= Source material =
- - -

PR #6084, opened 2017-04-03
gnome-terminal: update to 3.24.0

Sir-Boops:


Sir-Boops:
It currently fails to compile is musl as the package file for "python-atspi" seems to be missing from the musl repo

PR #6088, opened 2017-04-04
New package: termbox-1.1.0

diogoleal:


common/shlibs
```diff
@@ -2803,3 +2803,4 @@ libdouble-conversion.so.1 double-conversion-2.0.1_1
 libspectrum.so.8 libspectrum-1.2.2_1
 libbearssl.so.0 bearssl-0.3_1
 libXfont2.so.2 libXfont2-2.0.1_1
+termbox-1.1.0_1 termbox-1.1.0_1
```
pullmoll: This is definitely wrong. If you have a `-devel` subpackage, there will be some *.so.* file to add here.

diogoleal:
this it okay?

Vaelatern:
No. In the devel package, do not move `.so*` but instead the `.so` files.
And a `common/shlibs` entry is needed, in the form of the others, with the correct versioning information.

diogoleal:
Okay, adjusted!

ebfe:
Where did the the -devel package go?

the-maldridge:
@diogoleal this needs the -devel package back to be mergable.

diogoleal:
@ebfe 

-devel added and branch updated.

PR #6093, opened 2017-04-05
shlibs: add missing libjawt.so

juliendehos:


Gottox:
Can you explain why that's needed?

juliendehos:
It is needed to compile libreoffice with java support.

PR #6108, opened 2017-04-06
New package: hoogle-5.0.9

ibabushkin:
Hoogle is a search engine for Haskell libraries. I think it's useful to have as a distribution package as it takes some time to compile and updating it by hand from a local stack or cabal installation is not that good of an idea.


ibabushkin:
As expected, the musl build fails. No arch restriction added though, as do `pandoc` and `hledger`, for example.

- - -

Print all the material, keeping every line identical to the original.

PR #6084, opened 2017-04-03
gnome-terminal: update to 3.24.0

Sir-Boops:


Sir-Boops:
It currently fails to compile is musl as the package file for "python-atspi" seems to be missing from the musl repo

PR #6088, opened 2017-04-04
New package: termbox-1.1.0

diogoleal:


common/shlibs
```diff
@@ -2803,3 +2803,4 @@ libdouble-conversion.so.1 double-conversion-2.0.1_1
 libspectrum.so.8 libspectrum-1.2.2_1
 libbearssl.so.0 bearssl-0.3_1
 libXfont2.so.2 libXfont2-2.0.1_1
+termbox-1.1.0_1 termbox-1.1.0_1
```
pullmoll: This is definitely wrong. If you have a `-devel` subpackage, there will be some *.so.* file to add here.

diogoleal:
this it okay?

Vaelatern:
No. In the devel package, do not move `.so*` but instead the `.so` files.
And a `common/shlibs` entry is needed, in the form of the others, with the correct versioning information.

diogoleal:
Okay, adjusted!

ebfe:
Where did the the -devel package go?

the-maldridge:
@diogoleal this needs the -devel package back to be mergable.

diogoleal:
@ebfe 

-devel added and branch updated.

PR #6093, opened 2017-04-05
shlibs: add missing libjawt.so

juliendehos:


Gottox:
Can you explain why that's needed?

juliendehos:
It is needed to compile libreoffice with java support.

PR #6108, opened 2017-04-06
New package: hoogle-5.0.9

ibabushkin:
Hoogle is a search engine for Haskell libraries. I think it's useful to have as a distribution package as it takes some time to compile and updating it by hand from a local stack or cabal installation is not that good of an idea.


ibabushkin:
As expected, the musl build fails. No arch restriction added though, as do `pandoc` and `hledger`, for example.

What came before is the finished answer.